**ASSIGNED TASK**
Below are records to be reproduced exactly and in full.
────────────────────
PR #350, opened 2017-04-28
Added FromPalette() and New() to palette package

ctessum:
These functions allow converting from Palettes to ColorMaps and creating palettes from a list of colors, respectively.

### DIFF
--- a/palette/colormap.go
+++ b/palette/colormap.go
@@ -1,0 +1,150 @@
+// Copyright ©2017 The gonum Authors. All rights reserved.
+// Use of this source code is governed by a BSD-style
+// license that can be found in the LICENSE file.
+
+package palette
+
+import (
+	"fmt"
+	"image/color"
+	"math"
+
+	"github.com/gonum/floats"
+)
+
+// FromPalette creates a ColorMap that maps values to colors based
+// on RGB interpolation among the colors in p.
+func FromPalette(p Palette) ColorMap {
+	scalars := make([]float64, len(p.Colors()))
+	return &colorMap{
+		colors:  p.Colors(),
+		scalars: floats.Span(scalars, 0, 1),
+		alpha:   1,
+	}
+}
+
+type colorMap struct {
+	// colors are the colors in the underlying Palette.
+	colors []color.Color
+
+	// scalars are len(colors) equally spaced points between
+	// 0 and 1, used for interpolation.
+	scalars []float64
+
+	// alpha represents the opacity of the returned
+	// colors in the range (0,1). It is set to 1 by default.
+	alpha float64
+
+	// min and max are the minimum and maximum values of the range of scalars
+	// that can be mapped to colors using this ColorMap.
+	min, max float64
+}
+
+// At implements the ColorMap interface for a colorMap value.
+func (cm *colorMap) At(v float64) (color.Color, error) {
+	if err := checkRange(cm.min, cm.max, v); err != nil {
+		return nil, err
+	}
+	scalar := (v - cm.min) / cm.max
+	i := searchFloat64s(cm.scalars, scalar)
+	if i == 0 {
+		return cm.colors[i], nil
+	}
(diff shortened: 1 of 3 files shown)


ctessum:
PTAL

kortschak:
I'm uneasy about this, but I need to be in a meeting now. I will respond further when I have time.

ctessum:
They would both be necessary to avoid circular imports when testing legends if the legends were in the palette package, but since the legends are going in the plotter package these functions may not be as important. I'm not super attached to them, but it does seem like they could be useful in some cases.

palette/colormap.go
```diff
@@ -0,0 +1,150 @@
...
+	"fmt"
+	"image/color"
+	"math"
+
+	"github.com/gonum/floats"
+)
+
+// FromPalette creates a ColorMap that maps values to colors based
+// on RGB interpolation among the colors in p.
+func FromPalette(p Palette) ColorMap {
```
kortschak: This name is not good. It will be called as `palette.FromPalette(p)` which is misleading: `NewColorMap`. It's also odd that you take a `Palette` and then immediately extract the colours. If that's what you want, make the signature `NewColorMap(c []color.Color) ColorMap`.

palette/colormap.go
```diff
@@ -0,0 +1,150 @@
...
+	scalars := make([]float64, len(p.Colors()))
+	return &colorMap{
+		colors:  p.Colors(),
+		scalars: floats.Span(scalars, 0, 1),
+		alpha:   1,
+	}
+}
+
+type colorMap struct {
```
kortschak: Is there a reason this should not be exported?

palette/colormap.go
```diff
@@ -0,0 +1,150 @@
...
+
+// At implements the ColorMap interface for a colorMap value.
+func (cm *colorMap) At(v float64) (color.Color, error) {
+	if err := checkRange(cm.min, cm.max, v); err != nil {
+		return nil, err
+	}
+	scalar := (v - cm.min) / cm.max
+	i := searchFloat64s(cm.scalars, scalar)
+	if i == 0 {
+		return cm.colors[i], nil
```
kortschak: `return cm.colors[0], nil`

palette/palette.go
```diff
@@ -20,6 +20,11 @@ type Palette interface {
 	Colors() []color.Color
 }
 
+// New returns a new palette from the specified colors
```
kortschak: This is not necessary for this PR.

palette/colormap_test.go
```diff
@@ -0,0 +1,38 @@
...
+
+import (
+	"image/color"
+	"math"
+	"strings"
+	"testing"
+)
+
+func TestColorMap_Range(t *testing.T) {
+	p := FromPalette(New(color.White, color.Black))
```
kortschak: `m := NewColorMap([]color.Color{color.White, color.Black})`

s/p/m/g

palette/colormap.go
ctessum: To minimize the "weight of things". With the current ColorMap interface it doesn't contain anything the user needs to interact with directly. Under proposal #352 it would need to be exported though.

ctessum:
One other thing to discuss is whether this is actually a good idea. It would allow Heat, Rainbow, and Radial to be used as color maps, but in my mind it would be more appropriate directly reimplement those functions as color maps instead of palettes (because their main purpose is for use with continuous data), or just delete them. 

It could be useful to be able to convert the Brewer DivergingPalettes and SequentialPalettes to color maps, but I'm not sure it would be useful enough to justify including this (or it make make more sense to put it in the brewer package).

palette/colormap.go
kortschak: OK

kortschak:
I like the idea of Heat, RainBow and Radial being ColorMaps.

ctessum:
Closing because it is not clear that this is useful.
────────────────────
**PROBLEM SOLUTION**
PR #350, opened 2017-04-28
Added FromPalette() and New() to palette package

ctessum:
These functions allow converting from Palettes to ColorMaps and creating palettes from a list of colors, respectively.

### DIFF
--- a/palette/colormap.go
+++ b/palette/colormap.go
@@ -1,0 +1,150 @@
+// Copyright ©2017 The gonum Authors. All rights reserved.
+// Use of this source code is governed by a BSD-style
+// license that can be found in the LICENSE file.
+
+package palette
+
+import (
+	"fmt"
+	"image/color"
+	"math"
+
+	"github.com/gonum/floats"
+)
+
+// FromPalette creates a ColorMap that maps values to colors based
+// on RGB interpolation among the colors in p.
+func FromPalette(p Palette) ColorMap {
+	scalars := make([]float64, len(p.Colors()))
+	return &colorMap{
+		colors:  p.Colors(),
+		scalars: floats.Span(scalars, 0, 1),
+		alpha:   1,
+	}
+}
+
+type colorMap struct {
+	// colors are the colors in the underlying Palette.
+	colors []color.Color
+
+	// scalars are len(colors) equally spaced points between
+	// 0 and 1, used for interpolation.
+	scalars []float64
+
+	// alpha represents the opacity of the returned
+	// colors in the range (0,1). It is set to 1 by default.
+	alpha float64
+
+	// min and max are the minimum and maximum values of the range of scalars
+	// that can be mapped to colors using this ColorMap.
+	min, max float64
+}
+
+// At implements the ColorMap interface for a colorMap value.
+func (cm *colorMap) At(v float64) (color.Color, error) {
+	if err := checkRange(cm.min, cm.max, v); err != nil {
+		return nil, err
+	}
+	scalar := (v - cm.min) / cm.max
+	i := searchFloat64s(cm.scalars, scalar)
+	if i == 0 {
+		return cm.colors[i], nil
+	}
(diff shortened: 1 of 3 files shown)


ctessum:
PTAL

kortschak:
I'm uneasy about this, but I need to be in a meeting now. I will respond further when I have time.

ctessum:
They would both be necessary to avoid circular imports when testing legends if the legends were in the palette package, but since the legends are going in the plotter package these functions may not be as important. I'm not super attached to them, but it does seem like they could be useful in some cases.

palette/colormap.go
```diff
@@ -0,0 +1,150 @@
...
+	"fmt"
+	"image/color"
+	"math"
+
+	"github.com/gonum/floats"
+)
+
+// FromPalette creates a ColorMap that maps values to colors based
+// on RGB interpolation among the colors in p.
+func FromPalette(p Palette) ColorMap {
```
kortschak: This name is not good. It will be called as `palette.FromPalette(p)` which is misleading: `NewColorMap`. It's also odd that you take a `Palette` and then immediately extract the colours. If that's what you want, make the signature `NewColorMap(c []color.Color) ColorMap`.

palette/colormap.go
```diff
@@ -0,0 +1,150 @@
...
+	scalars := make([]float64, len(p.Colors()))
+	return &colorMap{
+		colors:  p.Colors(),
+		scalars: floats.Span(scalars, 0, 1),
+		alpha:   1,
+	}
+}
+
+type colorMap struct {
```
kortschak: Is there a reason this should not be exported?

palette/colormap.go
```diff
@@ -0,0 +1,150 @@
...
+
+// At implements the ColorMap interface for a colorMap value.
+func (cm *colorMap) At(v float64) (color.Color, error) {
+	if err := checkRange(cm.min, cm.max, v); err != nil {
+		return nil, err
+	}
+	scalar := (v - cm.min) / cm.max
+	i := searchFloat64s(cm.scalars, scalar)
+	if i == 0 {
+		return cm.colors[i], nil
```
kortschak: `return cm.colors[0], nil`

palette/palette.go
```diff
@@ -20,6 +20,11 @@ type Palette interface {
 	Colors() []color.Color
 }
 
+// New returns a new palette from the specified colors
```
kortschak: This is not necessary for this PR.

palette/colormap_test.go
```diff
@@ -0,0 +1,38 @@
...
+
+import (
+	"image/color"
+	"math"
+	"strings"
+	"testing"
+)
+
+func TestColorMap_Range(t *testing.T) {
+	p := FromPalette(New(color.White, color.Black))
```
kortschak: `m := NewColorMap([]color.Color{color.White, color.Black})`

s/p/m/g

palette/colormap.go
ctessum: To minimize the "weight of things". With the current ColorMap interface it doesn't contain anything the user needs to interact with directly. Under proposal #352 it would need to be exported though.

ctessum:
One other thing to discuss is whether this is actually a good idea. It would allow Heat, Rainbow, and Radial to be used as color maps, but in my mind it would be more appropriate directly reimplement those functions as color maps instead of palettes (because their main purpose is for use with continuous data), or just delete them. 

It could be useful to be able to convert the Brewer DivergingPalettes and SequentialPalettes to color maps, but I'm not sure it would be useful enough to justify including this (or it make make more sense to put it in the brewer package).

palette/colormap.go
kortschak: OK

kortschak:
I like the idea of Heat, RainBow and Radial being ColorMaps.

ctessum:
Closing because it is not clear that this is useful.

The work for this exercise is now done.